++++ LISTED RECORDS

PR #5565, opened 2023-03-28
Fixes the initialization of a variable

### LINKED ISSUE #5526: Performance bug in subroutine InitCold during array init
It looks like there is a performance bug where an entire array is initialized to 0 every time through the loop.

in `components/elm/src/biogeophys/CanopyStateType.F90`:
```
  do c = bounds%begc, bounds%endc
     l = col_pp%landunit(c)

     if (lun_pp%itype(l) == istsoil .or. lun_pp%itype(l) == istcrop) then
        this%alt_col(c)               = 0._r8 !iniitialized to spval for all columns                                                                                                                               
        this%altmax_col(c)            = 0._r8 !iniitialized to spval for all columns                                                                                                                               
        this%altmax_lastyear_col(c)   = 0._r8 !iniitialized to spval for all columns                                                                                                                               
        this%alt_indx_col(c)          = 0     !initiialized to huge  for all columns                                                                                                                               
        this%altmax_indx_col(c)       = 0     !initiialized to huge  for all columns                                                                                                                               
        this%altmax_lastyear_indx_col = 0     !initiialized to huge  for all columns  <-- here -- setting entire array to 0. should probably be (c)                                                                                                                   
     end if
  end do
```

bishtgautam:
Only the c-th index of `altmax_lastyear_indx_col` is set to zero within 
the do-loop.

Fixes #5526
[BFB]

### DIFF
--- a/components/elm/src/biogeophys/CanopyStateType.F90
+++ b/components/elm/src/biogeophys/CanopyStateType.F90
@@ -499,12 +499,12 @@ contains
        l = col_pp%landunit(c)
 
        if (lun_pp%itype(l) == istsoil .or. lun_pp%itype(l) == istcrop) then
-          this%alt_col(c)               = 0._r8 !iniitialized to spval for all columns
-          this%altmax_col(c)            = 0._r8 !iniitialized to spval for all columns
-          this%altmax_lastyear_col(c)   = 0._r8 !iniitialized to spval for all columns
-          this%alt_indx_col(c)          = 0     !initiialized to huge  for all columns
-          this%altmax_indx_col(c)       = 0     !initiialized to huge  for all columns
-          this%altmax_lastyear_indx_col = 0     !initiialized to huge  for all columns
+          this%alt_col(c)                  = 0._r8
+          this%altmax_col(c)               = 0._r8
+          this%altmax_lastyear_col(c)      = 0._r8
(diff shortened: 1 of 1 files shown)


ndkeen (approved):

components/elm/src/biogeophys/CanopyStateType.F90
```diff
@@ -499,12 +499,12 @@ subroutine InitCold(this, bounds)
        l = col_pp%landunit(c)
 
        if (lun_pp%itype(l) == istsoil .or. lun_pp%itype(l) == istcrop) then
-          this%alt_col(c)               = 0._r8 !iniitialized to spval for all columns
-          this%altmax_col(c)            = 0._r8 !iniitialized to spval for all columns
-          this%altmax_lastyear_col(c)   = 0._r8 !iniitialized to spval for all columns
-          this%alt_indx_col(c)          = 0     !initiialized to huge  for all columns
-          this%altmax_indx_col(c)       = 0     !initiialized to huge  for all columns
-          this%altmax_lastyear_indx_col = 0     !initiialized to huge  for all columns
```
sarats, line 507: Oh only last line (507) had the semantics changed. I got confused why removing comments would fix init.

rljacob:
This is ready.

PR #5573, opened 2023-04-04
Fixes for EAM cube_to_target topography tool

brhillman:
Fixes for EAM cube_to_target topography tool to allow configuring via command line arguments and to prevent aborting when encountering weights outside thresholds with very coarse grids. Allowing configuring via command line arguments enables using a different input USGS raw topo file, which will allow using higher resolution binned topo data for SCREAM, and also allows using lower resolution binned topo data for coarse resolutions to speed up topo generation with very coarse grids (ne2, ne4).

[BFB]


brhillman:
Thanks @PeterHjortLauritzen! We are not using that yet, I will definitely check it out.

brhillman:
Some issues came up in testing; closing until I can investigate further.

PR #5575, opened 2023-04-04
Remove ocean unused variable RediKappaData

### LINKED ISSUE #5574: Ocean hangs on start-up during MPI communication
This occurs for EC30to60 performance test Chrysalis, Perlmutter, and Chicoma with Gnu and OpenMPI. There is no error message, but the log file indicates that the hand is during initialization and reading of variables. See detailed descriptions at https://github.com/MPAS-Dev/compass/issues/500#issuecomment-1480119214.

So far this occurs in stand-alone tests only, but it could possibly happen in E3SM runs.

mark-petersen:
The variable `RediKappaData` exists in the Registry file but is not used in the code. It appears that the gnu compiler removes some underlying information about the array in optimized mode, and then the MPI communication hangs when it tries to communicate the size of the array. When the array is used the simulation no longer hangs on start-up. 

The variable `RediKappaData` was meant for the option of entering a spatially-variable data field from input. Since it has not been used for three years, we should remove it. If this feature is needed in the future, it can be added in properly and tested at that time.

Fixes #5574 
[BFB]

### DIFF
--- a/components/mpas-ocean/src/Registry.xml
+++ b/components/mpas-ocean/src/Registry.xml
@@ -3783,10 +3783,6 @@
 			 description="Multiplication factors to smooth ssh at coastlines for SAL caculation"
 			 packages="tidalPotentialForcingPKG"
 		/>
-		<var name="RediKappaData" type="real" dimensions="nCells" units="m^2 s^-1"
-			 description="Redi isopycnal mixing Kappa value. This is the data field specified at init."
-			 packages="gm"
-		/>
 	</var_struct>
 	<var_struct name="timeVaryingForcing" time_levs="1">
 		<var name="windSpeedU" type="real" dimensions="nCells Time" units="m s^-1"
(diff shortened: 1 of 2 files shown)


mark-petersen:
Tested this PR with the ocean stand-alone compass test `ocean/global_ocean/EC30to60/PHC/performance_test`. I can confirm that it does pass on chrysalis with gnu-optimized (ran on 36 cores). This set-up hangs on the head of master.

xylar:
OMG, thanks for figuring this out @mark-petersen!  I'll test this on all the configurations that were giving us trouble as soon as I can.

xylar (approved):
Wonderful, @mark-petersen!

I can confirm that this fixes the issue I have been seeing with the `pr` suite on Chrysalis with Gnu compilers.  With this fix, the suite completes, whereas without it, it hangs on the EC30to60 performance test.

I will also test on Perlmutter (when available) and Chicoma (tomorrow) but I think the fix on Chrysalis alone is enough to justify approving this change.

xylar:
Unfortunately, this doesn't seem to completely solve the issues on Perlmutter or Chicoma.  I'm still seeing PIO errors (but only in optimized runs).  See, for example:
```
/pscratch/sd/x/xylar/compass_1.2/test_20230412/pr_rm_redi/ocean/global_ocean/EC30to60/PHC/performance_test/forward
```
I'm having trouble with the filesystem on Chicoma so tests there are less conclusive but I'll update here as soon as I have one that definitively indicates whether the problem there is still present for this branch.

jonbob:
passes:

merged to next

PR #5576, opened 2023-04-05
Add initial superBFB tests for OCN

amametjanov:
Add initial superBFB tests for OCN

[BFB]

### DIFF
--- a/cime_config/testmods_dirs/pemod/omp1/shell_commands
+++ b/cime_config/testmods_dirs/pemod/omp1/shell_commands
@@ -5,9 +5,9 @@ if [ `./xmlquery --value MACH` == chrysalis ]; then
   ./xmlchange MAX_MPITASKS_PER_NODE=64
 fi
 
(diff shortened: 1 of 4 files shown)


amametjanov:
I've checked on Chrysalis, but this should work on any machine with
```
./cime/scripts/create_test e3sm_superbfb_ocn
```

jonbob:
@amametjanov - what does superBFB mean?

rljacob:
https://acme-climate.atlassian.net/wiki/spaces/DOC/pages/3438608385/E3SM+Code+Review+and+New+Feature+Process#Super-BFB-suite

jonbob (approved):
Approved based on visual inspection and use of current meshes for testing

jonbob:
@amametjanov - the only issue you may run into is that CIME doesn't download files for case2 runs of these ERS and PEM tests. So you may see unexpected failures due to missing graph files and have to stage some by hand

++++++++
++++ LISTED RECORDS

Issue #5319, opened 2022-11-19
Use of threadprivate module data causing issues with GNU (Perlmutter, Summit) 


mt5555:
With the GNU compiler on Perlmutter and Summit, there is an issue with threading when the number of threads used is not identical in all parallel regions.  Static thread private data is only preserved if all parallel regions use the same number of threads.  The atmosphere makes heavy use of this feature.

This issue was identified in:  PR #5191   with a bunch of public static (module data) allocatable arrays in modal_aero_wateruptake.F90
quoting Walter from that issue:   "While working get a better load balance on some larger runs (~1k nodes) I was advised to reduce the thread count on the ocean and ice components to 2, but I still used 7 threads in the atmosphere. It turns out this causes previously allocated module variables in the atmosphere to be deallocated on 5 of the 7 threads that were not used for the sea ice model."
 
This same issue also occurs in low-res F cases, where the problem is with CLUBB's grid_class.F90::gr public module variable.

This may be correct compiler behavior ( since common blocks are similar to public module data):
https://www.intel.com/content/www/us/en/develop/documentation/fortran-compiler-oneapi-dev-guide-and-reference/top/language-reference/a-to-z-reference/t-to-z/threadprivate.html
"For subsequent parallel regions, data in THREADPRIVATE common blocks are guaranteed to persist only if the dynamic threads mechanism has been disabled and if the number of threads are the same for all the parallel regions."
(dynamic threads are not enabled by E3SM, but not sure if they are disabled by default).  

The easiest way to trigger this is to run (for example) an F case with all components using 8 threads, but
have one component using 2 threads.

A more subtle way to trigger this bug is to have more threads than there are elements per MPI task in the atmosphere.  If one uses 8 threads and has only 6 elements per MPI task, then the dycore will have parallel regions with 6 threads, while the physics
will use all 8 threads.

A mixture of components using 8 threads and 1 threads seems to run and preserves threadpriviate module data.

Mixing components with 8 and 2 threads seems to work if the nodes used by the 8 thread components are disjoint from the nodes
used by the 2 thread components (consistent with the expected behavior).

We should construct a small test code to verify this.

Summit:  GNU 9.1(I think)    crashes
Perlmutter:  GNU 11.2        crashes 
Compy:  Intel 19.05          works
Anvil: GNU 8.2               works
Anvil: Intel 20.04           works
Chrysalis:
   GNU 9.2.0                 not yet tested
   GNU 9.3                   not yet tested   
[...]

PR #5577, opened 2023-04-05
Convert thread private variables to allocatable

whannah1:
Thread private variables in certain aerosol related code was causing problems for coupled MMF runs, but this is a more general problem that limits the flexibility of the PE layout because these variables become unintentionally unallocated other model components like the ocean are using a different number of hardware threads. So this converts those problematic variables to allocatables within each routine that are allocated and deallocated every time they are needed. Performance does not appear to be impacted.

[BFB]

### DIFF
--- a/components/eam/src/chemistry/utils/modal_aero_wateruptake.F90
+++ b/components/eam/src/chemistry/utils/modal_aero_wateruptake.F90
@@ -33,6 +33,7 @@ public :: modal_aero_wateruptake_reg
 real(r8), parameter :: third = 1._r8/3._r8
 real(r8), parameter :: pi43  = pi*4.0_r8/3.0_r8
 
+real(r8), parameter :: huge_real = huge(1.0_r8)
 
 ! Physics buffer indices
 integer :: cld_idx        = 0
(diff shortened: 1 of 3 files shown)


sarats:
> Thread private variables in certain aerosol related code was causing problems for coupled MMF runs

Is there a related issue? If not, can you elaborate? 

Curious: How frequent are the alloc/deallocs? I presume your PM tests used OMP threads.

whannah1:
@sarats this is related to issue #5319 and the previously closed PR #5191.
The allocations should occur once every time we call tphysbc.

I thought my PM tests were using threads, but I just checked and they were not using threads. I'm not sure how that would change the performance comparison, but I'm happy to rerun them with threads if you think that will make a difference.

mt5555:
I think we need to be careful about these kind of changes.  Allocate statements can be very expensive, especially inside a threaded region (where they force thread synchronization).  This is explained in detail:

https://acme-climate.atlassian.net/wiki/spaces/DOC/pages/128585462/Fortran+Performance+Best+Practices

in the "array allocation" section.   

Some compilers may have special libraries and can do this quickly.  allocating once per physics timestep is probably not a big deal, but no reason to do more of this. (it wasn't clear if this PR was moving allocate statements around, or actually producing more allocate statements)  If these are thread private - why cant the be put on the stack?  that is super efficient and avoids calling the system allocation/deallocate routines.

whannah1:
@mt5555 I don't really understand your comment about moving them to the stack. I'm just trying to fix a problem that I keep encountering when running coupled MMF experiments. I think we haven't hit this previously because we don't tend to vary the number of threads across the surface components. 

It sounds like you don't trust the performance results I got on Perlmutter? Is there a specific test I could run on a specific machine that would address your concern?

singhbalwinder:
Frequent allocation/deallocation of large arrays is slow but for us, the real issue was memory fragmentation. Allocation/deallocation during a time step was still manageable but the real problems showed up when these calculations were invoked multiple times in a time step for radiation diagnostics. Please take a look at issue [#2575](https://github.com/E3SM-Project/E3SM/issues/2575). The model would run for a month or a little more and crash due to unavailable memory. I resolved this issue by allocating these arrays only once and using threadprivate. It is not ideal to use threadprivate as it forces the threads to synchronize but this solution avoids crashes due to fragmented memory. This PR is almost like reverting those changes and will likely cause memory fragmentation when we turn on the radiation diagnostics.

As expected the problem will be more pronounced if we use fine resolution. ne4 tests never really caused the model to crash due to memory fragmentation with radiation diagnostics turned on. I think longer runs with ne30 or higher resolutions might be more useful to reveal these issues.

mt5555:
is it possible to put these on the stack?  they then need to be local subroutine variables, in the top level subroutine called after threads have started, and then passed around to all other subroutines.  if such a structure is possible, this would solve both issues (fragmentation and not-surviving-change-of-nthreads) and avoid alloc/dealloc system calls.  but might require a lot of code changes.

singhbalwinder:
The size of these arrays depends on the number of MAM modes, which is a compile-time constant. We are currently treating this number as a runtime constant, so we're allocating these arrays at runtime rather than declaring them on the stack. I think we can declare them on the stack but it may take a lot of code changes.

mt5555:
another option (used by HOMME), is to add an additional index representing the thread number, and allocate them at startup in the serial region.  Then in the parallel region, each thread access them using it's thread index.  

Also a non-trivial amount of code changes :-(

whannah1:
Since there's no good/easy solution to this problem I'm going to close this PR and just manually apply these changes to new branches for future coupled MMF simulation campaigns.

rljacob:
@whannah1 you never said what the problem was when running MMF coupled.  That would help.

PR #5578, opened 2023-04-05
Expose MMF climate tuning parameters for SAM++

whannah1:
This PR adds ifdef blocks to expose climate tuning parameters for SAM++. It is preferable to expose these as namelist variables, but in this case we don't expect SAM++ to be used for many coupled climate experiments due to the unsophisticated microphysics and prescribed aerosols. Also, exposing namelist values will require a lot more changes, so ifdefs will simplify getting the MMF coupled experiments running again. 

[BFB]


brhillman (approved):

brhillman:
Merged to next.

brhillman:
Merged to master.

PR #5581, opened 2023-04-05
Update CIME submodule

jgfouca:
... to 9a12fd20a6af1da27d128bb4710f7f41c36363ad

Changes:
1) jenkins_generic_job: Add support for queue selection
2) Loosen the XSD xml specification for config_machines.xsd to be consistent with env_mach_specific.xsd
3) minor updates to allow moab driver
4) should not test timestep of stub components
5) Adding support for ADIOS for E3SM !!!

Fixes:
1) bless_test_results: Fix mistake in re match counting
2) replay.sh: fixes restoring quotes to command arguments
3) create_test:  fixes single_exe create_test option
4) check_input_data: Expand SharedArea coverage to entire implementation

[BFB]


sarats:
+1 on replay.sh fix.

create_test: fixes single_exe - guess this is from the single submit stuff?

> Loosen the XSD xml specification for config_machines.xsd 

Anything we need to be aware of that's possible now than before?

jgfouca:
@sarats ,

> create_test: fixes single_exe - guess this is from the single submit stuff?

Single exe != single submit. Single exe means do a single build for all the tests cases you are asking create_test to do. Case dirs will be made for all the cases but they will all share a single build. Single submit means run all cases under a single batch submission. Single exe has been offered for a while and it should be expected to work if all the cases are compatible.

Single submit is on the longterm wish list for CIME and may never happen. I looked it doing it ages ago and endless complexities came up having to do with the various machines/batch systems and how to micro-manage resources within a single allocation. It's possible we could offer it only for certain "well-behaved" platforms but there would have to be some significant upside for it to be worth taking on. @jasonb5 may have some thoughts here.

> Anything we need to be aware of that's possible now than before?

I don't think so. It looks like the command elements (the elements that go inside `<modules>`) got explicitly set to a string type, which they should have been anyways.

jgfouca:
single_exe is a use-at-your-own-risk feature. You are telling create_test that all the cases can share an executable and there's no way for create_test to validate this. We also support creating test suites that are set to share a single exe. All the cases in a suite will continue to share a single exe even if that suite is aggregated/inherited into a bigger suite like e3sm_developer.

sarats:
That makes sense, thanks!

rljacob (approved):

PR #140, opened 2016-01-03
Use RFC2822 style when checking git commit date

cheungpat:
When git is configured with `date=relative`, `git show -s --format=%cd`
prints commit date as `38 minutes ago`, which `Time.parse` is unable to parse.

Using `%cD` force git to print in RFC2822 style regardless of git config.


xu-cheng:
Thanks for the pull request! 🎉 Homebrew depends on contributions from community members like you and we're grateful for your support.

++++++++

* **TASK PROMPT**
Copy every line from the entries that contains the word "works".

* **WRITTEN ANSWER**
Compy:  Intel 19.05          works
Anvil: GNU 8.2               works
Anvil: Intel 20.04           works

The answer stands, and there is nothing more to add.